[Saved entries]
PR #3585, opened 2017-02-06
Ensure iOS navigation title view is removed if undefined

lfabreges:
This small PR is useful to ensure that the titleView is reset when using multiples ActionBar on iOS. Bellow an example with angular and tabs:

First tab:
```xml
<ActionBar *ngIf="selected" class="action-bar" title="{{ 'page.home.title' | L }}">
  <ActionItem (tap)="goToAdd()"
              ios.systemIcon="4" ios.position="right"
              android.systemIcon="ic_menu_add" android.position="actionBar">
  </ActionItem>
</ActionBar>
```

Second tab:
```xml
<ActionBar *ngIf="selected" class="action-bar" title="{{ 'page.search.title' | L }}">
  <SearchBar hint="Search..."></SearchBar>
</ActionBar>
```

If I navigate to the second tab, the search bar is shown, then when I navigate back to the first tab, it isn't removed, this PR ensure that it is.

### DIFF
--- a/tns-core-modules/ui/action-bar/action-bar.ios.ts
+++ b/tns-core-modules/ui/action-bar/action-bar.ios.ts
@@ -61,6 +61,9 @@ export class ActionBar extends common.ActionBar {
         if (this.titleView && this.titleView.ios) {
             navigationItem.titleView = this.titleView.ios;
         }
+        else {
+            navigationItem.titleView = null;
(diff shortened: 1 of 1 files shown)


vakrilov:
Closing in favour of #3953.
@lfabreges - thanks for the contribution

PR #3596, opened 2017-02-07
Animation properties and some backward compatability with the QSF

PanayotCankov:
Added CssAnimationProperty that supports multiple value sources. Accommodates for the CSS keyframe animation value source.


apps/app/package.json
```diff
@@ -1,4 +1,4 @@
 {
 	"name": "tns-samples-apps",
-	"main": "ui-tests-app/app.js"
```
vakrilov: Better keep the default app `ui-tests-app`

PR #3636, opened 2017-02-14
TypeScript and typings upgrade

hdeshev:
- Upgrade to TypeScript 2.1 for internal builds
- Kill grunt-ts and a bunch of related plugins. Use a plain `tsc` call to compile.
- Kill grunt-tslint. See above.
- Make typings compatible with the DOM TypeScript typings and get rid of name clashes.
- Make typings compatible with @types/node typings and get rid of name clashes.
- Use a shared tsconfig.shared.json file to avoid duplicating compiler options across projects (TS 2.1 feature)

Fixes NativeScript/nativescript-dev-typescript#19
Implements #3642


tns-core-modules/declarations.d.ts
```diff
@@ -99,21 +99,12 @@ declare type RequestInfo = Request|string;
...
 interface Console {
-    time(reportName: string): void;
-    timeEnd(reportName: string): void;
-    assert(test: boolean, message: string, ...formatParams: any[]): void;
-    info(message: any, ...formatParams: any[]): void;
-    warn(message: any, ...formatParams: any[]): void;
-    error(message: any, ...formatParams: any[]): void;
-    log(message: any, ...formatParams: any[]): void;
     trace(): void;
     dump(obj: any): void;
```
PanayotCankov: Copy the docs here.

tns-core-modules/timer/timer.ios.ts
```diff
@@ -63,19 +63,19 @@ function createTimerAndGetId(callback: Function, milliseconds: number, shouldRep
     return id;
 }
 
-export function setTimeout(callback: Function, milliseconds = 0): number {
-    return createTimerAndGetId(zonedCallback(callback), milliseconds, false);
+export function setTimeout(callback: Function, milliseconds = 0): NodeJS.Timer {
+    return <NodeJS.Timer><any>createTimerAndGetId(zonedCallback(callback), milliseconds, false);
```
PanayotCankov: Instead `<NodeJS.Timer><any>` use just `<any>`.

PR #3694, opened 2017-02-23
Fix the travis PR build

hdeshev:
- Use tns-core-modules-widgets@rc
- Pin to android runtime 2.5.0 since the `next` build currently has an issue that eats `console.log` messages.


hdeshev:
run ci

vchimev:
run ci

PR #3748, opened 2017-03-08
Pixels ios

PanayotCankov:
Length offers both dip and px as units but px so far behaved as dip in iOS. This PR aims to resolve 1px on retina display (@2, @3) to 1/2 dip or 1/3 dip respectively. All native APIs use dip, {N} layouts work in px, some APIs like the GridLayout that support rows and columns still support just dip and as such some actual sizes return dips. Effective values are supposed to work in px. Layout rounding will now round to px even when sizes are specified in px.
...
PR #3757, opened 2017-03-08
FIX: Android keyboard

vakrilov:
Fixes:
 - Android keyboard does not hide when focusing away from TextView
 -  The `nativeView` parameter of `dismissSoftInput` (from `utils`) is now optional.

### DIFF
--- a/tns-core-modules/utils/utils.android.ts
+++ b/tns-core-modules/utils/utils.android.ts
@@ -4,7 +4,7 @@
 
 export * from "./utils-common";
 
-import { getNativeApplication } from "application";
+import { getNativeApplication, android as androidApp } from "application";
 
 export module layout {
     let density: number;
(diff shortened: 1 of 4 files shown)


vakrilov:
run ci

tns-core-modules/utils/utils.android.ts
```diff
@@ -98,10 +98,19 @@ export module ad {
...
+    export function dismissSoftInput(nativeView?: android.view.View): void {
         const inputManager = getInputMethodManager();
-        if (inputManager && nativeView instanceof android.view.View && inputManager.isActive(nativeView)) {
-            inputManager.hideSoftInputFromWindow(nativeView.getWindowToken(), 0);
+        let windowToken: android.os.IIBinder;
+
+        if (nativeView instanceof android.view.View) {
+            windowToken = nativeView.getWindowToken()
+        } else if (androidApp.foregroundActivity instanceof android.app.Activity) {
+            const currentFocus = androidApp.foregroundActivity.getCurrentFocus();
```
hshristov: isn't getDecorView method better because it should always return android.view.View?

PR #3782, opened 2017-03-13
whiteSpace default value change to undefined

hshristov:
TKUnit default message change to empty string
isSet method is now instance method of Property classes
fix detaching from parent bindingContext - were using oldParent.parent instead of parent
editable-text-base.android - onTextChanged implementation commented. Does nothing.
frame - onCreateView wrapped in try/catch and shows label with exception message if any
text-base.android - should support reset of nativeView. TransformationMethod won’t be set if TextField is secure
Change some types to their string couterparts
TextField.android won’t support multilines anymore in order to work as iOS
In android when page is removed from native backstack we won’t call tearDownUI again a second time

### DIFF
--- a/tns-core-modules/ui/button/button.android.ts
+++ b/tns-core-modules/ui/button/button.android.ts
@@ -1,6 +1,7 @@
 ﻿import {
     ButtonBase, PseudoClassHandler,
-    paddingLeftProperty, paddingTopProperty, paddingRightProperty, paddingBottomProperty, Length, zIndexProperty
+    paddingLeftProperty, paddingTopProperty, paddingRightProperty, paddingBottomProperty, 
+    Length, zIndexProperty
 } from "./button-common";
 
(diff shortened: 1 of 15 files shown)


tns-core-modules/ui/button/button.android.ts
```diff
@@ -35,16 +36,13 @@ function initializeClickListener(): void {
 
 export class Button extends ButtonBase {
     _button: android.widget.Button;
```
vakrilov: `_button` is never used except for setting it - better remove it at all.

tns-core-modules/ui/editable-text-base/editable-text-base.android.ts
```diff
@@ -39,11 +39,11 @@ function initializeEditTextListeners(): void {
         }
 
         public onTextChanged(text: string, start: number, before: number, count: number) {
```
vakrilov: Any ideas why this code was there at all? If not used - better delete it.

* _WHAT IS NEEDED_: Your task is to retype the entries verbatim, starting with the line that holds "-61,6 +61,9 @@" and stopping after the line that holds "Implements #3642".

* _EXERCISE SOLUTION_:
@@ -61,6 +61,9 @@ export class ActionBar extends common.ActionBar {
         if (this.titleView && this.titleView.ios) {
             navigationItem.titleView = this.titleView.ios;
         }
+        else {
+            navigationItem.titleView = null;
(diff shortened: 1 of 1 files shown)


vakrilov:
Closing in favour of #3953.
@lfabreges - thanks for the contribution

PR #3596, opened 2017-02-07
Animation properties and some backward compatability with the QSF

PanayotCankov:
Added CssAnimationProperty that supports multiple value sources. Accommodates for the CSS keyframe animation value source.


apps/app/package.json
```diff
@@ -1,4 +1,4 @@
 {
 	"name": "tns-samples-apps",
-	"main": "ui-tests-app/app.js"
```
vakrilov: Better keep the default app `ui-tests-app`

PR #3636, opened 2017-02-14
TypeScript and typings upgrade

hdeshev:
- Upgrade to TypeScript 2.1 for internal builds
- Kill grunt-ts and a bunch of related plugins. Use a plain `tsc` call to compile.
- Kill grunt-tslint. See above.
- Make typings compatible with the DOM TypeScript typings and get rid of name clashes.
- Make typings compatible with @types/node typings and get rid of name clashes.
- Use a shared tsconfig.shared.json file to avoid duplicating compiler options across projects (TS 2.1 feature)

Fixes NativeScript/nativescript-dev-typescript#19
Implements #3642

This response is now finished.